Lula elegiou mudanças na legislação trabalhista da Espanha - Zanone Fraiassat/Folhapress
Lula elegiou mudanças na legislação trabalhista da Espanha Imagem: Zanone Fraiassat/Folhapress

Fabrício de Castro

Do UOL, em Brasília

09/01/2022 04h00

Nos últimos dias, nomes da cúpula do PT citaram em redes sociais iniciativas de medidas econômicas defendidas pela esquerda. A deputada federal Gleisi Hoffmann (PR), presidente do partido, mencionou revogação de privatizações na Argentina e citou a revisão reforma trabalhista na Espanha. O ex-presidente Luiz Inácio Lula da Silva também elogiou as mudanças discutidas na Espanha.

Mas seria possível revogar a reforma trabalhista mais recente no Brasil, de 2017? E as privatizações?
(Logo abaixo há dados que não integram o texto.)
PR #7629, opened 2021-06-03
fix: npe on listing after notification error

rodesai:
Ensure that the query is initialized before notifying


wcarlson5 (approved):
lGTM still

guozhangwang (approved):

PR #7631, opened 2021-06-03
chore: fix test issue with SchemaRegisterInjectorTest

spena:
### Description 
The test `shouldRegisterDependenciesForProtobuf` was failing because the Protobuf schema registered didn't contain the references that the test expected. I'm unsure why the reference is not added when registering the schema in `SchemaRegisterInjector.registerSchema()`. Perhaps SR decided not to add it because it is duplicated in the protobuf schema already.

Especialistas da área do direito disseram ao UOL que, tecnicamente, isso é possível, mas as dificuldades seriam grandes, em especial no caso das privatizações.

Mudança da reforma trabalhista por lei ordinária

O juiz do trabalho Felipe Bernardes, diretor de Assuntos Legislativos da Amatra1 (Associação dos Magistrados da Justiça do Trabalho da 1ª Região), afirma que a revogação da reforma trabalhista poderia ser feita a partir de lei ordinária (mais fácil de aprovar no Congresso).

Isso porque a própria reforma, sancionada em 2017 pelo então presidente Michel Temer, foi realizada a partir de lei ordinária aprovada no Congresso Nacional.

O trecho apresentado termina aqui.